──────── RECORDS FOR PROCESSING

Issue #4750, opened 2024-12-12
modeller.addSolvent() for AMOEBA


chabi-fin:
Hello!

I have parameterized a small molecule for AMOEBA and want to simulate in explicit solvent in OpenMM. I see that modeller.addSolvent() can't be used with the AMOEBA ff--are there plans to expand this capability?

────────────────

- [WORK ITEM]: Now copy each line of the entries that mentions "modeller".

- [RESPONSE TO THE TASK]:
modeller.addSolvent() for AMOEBA
I have parameterized a small molecule for AMOEBA and want to simulate in explicit solvent in OpenMM. I see that modeller.addSolvent() can't be used with the AMOEBA ff--are there plans to expand this capability?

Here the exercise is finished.